START Provided material
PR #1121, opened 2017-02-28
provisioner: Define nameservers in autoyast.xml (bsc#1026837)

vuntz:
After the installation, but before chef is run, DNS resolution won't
END Provided material
**Your instructions**: Go through the data above and return every line exactly.

**Output of the exercise**:
PR #1121, opened 2017-02-28
provisioner: Define nameservers in autoyast.xml (bsc#1026837)

vuntz:
After the installation, but before chef is run, DNS resolution won't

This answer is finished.